Performance as bytes

When using a protocol buffer message that serialises the message to bytes (instead of sending json) the performance is measured.

The size of 10_000 records is 490_012 bytes or 490 KB when converted to binary. For 5000 records it is 245_006 or 245 KB.

So the binary representation is about 3 times smaller and hence 3 times less movement of data over the network.


100 messages

Time to produce messages: 2.91 s (with a size of 4900 - much less than json)
Time to consumer messages including consumer startup: 10.66s


10_000 messages

Time to produce messages: 262.09 s
Time to consumer messages: 530.83 s

Slightly faster to product than the json version. Consumption took longer.

Redis + RQ

Redis appears to not have a max size for values.
Redis has been known to become unavailable on the environment at times.

Was able to connect to local redis but not the redis cluster running in aws.
Well could connect but weird errors being raised.

This test is with a locally running redis instance. Unlike kafka and sqs tests.

Similar to celery in that you deal with python functions – abstracting away serialisation and deserialisation.

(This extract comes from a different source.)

PR #964, opened 2016-03-31
Updating test to be a little clearer about what it is doing.

### LINKED ISSUE #835: TestCase is not validating anything?
ExpectedExceptionTests.TCP_ServiceCertFailedCustomValidate_Throw_Exception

It could not produce messages on the external redis (aws elasticache) instance:

redis.exceptions.ResponseError: Command # 1 (SADD rq:queues rq:queue:test) of pipeline caused error: MOVED 8713


Remember 1 worker

100 messages

Time to produce messages: 2.54 s (as json) # lightning
Time to consumer messages including consumer startup: 240s # super slow

The reason it was super slow is that the rq worker shell script does importing of libraries it needs after forking in a fetch-fork-execute loop. More in the rq performance notes.

So important to ensure the consumer is architected in a way that lots of work is not done at startup or create your own worker process / consumer.

After the fix

Time to produce messages: 2.40 s
Time to consumer messages including consumer startup: 9.13s

The fastest but remember these tests were run lcoally



rq info

Monitoring looks decent on rq and is a first class citizen.

to view stats over time:

rq info --interval 1

Redis + Huey

Not workable.

Appears the redis problems are due to the conenction with a redis cluster – not a single node redis instance which is expected.